§ Information provided:
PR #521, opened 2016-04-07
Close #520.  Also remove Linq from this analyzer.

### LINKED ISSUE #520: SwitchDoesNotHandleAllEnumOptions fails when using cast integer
==
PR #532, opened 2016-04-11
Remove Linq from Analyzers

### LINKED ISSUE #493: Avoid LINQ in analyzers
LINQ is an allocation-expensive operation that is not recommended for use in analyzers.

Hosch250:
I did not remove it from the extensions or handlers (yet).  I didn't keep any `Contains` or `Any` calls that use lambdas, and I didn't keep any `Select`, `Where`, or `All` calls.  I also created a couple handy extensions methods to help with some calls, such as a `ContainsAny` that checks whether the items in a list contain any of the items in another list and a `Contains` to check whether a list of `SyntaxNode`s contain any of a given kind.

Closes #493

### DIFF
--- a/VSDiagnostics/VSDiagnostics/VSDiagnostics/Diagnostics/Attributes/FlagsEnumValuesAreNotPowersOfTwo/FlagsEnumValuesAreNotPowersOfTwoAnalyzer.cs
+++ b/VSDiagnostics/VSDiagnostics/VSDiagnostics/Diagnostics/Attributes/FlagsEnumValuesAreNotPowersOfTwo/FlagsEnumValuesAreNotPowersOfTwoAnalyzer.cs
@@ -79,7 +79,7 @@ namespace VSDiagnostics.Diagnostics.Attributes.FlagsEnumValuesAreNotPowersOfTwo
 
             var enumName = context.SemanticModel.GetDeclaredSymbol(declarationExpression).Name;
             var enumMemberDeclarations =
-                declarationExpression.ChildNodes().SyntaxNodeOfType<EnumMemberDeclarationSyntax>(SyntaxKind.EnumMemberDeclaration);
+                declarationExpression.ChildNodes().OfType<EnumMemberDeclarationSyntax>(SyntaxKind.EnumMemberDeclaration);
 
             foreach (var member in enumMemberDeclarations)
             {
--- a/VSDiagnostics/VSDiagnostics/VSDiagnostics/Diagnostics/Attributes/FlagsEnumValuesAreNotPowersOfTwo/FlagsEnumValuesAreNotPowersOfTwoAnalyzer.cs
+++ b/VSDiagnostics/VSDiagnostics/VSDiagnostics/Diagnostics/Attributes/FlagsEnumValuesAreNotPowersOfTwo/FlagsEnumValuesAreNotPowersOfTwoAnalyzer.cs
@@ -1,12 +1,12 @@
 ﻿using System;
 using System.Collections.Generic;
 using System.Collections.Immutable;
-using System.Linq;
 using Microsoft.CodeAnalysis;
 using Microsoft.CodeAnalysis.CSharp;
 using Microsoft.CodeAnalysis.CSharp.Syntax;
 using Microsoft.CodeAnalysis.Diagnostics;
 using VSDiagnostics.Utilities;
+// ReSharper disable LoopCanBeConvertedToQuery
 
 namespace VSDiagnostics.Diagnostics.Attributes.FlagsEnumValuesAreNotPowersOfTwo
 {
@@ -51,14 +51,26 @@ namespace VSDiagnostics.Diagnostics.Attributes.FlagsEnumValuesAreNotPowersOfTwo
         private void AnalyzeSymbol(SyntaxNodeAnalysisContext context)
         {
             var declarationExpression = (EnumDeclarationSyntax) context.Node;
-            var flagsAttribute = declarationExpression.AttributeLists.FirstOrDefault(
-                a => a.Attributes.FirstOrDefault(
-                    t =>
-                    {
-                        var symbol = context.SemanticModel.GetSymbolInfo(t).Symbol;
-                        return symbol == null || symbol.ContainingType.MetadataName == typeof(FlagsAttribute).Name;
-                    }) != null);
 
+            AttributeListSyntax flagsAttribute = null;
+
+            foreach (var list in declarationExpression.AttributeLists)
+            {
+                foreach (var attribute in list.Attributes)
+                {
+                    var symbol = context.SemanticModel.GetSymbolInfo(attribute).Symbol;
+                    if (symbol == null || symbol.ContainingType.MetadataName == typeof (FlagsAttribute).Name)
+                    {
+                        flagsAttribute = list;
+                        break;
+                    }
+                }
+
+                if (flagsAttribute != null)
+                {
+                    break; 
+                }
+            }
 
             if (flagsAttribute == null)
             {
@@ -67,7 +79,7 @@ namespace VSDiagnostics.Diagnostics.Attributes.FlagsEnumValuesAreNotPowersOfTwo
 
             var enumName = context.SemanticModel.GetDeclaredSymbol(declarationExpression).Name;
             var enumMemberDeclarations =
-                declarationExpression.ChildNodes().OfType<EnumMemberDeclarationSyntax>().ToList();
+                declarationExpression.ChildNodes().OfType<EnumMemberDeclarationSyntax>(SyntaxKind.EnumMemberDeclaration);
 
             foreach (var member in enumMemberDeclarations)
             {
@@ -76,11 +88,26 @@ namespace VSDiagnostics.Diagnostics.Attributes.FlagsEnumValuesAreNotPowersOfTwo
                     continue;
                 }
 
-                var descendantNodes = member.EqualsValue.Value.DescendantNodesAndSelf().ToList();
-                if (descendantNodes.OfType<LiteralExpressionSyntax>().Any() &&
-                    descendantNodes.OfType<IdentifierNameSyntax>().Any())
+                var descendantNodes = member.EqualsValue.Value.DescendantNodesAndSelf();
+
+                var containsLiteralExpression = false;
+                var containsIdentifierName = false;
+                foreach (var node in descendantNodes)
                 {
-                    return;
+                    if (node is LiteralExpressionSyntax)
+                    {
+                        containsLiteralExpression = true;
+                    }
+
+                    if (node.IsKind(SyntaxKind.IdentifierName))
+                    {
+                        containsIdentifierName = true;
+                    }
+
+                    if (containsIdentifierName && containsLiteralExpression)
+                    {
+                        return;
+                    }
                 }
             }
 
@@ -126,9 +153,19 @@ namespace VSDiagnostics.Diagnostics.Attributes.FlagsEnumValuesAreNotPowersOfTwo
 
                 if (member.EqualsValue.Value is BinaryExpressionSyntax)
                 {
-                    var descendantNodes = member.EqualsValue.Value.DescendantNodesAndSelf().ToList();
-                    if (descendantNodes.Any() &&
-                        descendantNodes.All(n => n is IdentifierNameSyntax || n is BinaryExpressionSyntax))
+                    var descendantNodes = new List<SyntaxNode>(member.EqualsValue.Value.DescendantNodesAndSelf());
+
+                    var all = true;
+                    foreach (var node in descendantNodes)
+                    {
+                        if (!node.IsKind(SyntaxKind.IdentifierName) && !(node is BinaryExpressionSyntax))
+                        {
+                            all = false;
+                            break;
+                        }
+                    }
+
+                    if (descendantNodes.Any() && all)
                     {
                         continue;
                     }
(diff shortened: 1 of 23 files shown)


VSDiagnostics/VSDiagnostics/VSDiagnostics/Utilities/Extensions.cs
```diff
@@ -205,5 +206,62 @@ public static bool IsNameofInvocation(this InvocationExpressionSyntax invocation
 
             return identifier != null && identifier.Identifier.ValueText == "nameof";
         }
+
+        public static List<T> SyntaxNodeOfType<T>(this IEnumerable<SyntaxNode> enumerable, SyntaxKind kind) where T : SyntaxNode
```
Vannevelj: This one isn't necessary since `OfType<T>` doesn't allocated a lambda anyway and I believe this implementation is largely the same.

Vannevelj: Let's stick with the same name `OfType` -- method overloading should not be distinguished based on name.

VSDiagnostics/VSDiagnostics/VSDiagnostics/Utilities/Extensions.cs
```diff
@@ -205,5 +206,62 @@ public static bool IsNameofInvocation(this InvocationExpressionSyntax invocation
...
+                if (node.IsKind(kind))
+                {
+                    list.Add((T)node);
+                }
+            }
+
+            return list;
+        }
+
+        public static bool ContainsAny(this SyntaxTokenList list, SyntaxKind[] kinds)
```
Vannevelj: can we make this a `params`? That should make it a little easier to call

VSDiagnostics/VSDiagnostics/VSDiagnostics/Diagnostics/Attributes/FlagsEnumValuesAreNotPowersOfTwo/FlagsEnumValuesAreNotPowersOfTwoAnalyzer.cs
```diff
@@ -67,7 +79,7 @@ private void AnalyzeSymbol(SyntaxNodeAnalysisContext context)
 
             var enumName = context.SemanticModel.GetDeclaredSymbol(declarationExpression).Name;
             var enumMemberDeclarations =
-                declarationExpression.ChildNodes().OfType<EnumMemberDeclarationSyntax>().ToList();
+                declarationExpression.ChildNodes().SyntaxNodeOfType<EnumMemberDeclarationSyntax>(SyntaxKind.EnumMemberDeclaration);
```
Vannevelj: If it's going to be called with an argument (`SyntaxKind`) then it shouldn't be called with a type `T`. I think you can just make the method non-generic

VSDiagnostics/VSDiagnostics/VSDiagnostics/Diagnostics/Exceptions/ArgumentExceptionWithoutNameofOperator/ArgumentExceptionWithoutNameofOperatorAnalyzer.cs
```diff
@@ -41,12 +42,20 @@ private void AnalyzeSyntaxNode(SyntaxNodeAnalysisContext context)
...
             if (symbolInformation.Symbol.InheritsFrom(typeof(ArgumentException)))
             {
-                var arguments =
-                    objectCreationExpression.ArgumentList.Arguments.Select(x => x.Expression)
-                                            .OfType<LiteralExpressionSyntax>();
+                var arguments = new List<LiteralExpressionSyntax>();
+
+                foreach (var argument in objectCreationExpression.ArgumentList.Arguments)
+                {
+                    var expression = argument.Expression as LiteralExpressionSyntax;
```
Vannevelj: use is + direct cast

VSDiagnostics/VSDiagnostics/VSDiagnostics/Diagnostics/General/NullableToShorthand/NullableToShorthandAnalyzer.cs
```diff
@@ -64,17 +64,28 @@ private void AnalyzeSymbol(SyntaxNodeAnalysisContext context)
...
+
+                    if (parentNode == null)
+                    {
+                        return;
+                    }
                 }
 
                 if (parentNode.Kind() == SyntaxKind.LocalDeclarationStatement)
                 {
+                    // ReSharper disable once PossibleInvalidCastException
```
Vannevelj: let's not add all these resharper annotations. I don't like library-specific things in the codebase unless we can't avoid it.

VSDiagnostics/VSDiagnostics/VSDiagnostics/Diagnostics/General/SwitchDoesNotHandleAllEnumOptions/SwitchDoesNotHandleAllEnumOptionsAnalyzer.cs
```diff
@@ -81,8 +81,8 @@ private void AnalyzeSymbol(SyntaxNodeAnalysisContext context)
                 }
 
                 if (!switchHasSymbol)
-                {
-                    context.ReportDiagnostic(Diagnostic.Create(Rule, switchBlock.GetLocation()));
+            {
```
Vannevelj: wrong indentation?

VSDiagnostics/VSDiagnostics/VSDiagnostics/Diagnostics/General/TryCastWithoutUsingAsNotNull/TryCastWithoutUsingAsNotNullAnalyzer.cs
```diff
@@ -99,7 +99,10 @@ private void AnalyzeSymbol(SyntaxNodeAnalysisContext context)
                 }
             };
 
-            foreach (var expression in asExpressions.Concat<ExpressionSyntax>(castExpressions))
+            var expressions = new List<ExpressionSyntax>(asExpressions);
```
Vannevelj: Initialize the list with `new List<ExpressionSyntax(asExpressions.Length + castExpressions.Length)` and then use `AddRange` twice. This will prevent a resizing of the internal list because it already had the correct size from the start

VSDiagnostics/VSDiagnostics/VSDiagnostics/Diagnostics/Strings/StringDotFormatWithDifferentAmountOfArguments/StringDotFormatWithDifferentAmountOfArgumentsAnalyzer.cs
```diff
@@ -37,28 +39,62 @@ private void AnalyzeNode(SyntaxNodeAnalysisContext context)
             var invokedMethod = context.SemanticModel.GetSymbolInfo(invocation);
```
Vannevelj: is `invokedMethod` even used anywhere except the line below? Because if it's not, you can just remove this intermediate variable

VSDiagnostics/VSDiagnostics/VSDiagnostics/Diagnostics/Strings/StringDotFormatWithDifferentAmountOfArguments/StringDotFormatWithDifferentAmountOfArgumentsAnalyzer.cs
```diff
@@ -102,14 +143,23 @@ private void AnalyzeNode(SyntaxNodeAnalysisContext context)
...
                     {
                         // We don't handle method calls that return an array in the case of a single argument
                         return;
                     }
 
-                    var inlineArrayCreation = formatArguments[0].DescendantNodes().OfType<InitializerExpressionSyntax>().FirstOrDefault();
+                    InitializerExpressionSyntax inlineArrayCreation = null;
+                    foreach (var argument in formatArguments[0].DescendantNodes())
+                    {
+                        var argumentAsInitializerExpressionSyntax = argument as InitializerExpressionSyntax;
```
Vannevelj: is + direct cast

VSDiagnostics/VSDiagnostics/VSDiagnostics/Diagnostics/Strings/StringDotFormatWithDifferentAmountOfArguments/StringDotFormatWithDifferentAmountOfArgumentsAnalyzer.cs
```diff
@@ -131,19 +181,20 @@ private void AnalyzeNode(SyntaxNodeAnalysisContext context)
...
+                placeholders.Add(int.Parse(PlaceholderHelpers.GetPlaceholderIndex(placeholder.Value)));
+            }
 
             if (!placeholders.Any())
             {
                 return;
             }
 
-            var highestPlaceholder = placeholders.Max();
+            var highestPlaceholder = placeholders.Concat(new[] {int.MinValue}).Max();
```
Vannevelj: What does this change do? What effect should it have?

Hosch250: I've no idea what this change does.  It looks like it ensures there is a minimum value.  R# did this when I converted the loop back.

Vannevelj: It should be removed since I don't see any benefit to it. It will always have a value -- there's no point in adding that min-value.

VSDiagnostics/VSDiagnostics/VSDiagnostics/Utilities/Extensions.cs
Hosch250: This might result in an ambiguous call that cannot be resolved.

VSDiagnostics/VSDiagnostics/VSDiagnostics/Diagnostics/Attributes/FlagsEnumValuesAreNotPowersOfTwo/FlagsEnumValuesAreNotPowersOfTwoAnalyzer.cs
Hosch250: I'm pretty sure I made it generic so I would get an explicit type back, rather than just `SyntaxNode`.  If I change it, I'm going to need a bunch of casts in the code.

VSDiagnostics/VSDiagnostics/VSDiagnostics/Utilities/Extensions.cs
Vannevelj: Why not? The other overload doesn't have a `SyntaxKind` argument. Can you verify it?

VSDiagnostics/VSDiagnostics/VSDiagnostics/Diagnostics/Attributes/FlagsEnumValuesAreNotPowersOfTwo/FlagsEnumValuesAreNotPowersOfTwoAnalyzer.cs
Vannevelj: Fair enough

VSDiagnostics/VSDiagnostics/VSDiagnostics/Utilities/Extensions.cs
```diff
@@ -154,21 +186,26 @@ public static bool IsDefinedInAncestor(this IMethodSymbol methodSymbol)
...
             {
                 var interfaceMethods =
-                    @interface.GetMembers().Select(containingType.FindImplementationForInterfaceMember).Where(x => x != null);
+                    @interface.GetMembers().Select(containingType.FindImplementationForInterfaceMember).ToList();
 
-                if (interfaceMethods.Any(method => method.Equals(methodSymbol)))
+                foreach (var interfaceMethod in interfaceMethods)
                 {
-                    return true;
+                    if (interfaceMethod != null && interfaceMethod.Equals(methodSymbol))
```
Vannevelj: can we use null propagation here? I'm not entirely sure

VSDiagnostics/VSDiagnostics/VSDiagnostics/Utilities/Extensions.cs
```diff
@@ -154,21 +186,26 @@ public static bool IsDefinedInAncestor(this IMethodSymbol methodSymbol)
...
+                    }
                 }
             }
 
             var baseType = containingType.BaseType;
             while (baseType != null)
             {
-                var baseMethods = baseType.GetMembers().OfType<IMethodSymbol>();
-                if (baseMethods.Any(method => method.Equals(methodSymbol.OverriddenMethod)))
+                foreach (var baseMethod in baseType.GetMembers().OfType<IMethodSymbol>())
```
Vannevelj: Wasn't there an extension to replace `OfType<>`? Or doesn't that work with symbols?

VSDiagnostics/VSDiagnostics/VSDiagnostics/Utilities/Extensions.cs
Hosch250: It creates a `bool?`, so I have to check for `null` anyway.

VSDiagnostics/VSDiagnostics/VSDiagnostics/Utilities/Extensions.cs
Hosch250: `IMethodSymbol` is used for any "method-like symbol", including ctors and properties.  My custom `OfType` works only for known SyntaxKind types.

§ Task to complete:
Lines in the data that include the word "LiteralExpressionSyntax" should all be copied.

§ Written reply:
-                if (descendantNodes.OfType<LiteralExpressionSyntax>().Any() &&
+                    if (node is LiteralExpressionSyntax)
-                                            .OfType<LiteralExpressionSyntax>();
+                var arguments = new List<LiteralExpressionSyntax>();
+                    var expression = argument.Expression as LiteralExpressionSyntax;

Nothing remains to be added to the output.